# Homework Help: Wave equation, taut string hit with hammer

1. Dec 10, 2017

### Taylor_1989

1. The problem statement, all variables and given/known data
A string of length L is fixed at both ends $u(0,L)=u(L,t)=0$ The string is struck in the middle with a hammer of width a, leading to an intial condtion $u(x,0)=0$ and

$$U_t(x,0)=v_0$$ for $$\frac{l}{2}-\frac{a}{2} \leq x \leq \frac{l}{2}+\frac{a}{2}$$

and

$$U_t(x,0)=0$$ other wise

I have printed screen in the question Just encase it make no sense what I have wirtten

I am not going to put full working, I am having trouble with one particular part the intial condtions for my Fourier series.

2. Relevant equations
$$U_t(x,0)=\sum_{n=1}^\infty \left(-\frac{n\pi c}{L}\right)B_n sin(\frac{n\pi}{L}x)$$ [1]

$$\left(-\frac{n\pi c}{L}\right)B_n=\frac{2}{l}\int _0^lv_0sin\left(\frac{n\pi }{L}x\right)dx\:$$ [2]

$$B_n=-\frac{2v_0}{-n\pi c}\int _{\left(\frac{L}{2}-\frac{a}{2}\right)}^{\frac{L}{2}+\frac{a}{2}}sin\left(\frac{n\pi }{L}x\right)dx\:$$ [3]
3. The attempt at a solution

[3] soultuion
$$B_n=\frac{2Lv_0}{n^2\pi ^2c}\left(cos\left(\frac{n\pi }{2}\left(\frac{L+a}{L}\right)-cos\left(\frac{n\pi }{2}\left(\frac{L-a}{L}\right)\right)\right)\right)$$

I belive I have gone wrong with the limits and my problem lies in how the size of the hammer is effecting the wave in this case, could someone please advise, thanks in advace

2. Dec 10, 2017

### Ray Vickson

The wave equation has a speed parameter "$v$" in it; why does your solution have no $v$ anywhere? Is your $c$ perhaps equal to the $v$ in the question?

3. Dec 10, 2017

### Taylor_1989

Sorry yes my c=v my appolgise. I have also just had a throught could I use the indenties for cos(a+b) and cos(a-b) to solve this problem

Last edited: Dec 10, 2017
4. Dec 10, 2017

### LCKurtz

I agree up to here except I don't have a minus sign. But that shouldn't affect the final answer.

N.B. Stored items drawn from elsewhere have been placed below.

PR #1003, opened 2024-03-11
feat: Add support languages.terraform.version

oscar-izval:
This PR follows the pattern of `languages.python` to allow for easy version selection in the Terraform language module using [stackbuilders/nixpkgs-terraform](https://github.com/stackbuilders/nixpkgs-terraform).

### DIFF
--- a/examples/terraform/devenv.yaml
+++ b/examples/terraform/devenv.yaml
@@ -1,0 +1,6 @@
+allowUnfree: true
+inputs:
+  nixpkgs:
+    url: github:NixOS/nixpkgs/nixpkgs-unstable
+  nixpkgs-terraform:
+    url: github:stackbuilders/nixpkgs-terraform
--- a/examples/terraform/devenv.yaml
+++ b/examples/terraform/devenv.yaml
@@ -1,6 +1,4 @@
 allowUnfree: true
 inputs:
-  nixpkgs:
-    url: github:NixOS/nixpkgs/nixpkgs-unstable
   nixpkgs-terraform:
     url: github:stackbuilders/nixpkgs-terraform
--- a/src/modules/languages/terraform.nix
+++ b/src/modules/languages/terraform.nix
@@ -35,7 +35,7 @@ in
 
   config = lib.mkIf cfg.enable {
     languages.terraform.package = lib.mkMerge [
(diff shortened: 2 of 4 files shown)


src/modules/languages/terraform.nix
```diff
@@ -13,9 +21,23 @@ in
...
+        The Terraform version to use.
+        This automatically sets the `languages.terraform.package` using [nixpkgs-terraform](https://github.com/stackbuilders/nixpkgs-terraform).
+      '';
+      example = "1.5.0 or 1.6.2";
+    };
   };
 
   config = lib.mkIf cfg.enable {
+    languages.terraform.package = lib.mkMerge [
+      (lib.mkIf (cfg.version != null) (nixpkgs-terraform.packages.${pkgs.stdenv.system}.${cfg.version} or (throw "Unsupported Terraform version, see https://github.com/stackbuilders/nixpkgs-terraform/blob/main/versions.json for the full list of supported versions.")))
```
sestrella, line 38: @oscar-izval maybe the version already exists in a new version of `nixpkgs-terraform`, in that sense, I think the first recommendation should be to try to upgrade the `nixpkgs-terraform` input first or look at `versions.json` for the full list of supported versions, alternatively. What do you think?

domenkozar:
Hey looks really good! Let's wait for #1005 as it will require changes - mostly there's now a helper function to render what inptus to add

src/modules/languages/terraform.nix
```diff
@@ -1,7 +1,15 @@
-{ pkgs, config, lib, ... }:
+{ pkgs, config, lib, inputs, ... }:
 
 let
   cfg = config.languages.terraform;
+
+  nixpkgs-terraform = inputs.nixpkgs-terraform or (throw ''
```
domenkozar, line 6: If you rebase on `main` you can now do

```nix
config.lib.getInput {
    name = "nixpkgs-terraform";
    url = "github:stackbuilders/nixpkgs-terraform";
    attribute = "languages.terraform.version";
  };
```

oscar-izval: Nice! That's definitely useful

examples/terraform/devenv.yaml
```diff
@@ -0,0 +1,6 @@
+allowUnfree: true
+inputs:
+  nixpkgs:
```
domenkozar, line 3: Let's leave out nixpkgs, so that the defaults apply

domenkozar (changes requested):

examples/terraform/devenv.yaml
oscar-izval: Done!

domenkozar:
Thank you 🎉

That isn't quite right. Apparently the $l$ should be $L$, but the function isn't $v_0$ on that interval. So it is better written$$\left(-\frac{n\pi c}{L}\right)B_n=\frac{2}{L}\int _0^L u_t(x,0) \sin\left(\frac{n\pi }{L}x\right)dx$$ $$\left(-\frac{n\pi c}{L}\right)B_n=\frac{2}{L}\int _{\frac L 2 - \frac a 2} ^{\frac L 2 + \frac a 2 }v_0 \sin\left(\frac{n\pi }{L}x\right)dx$$

I didn't check your final answer but I don't see any obvious major errors.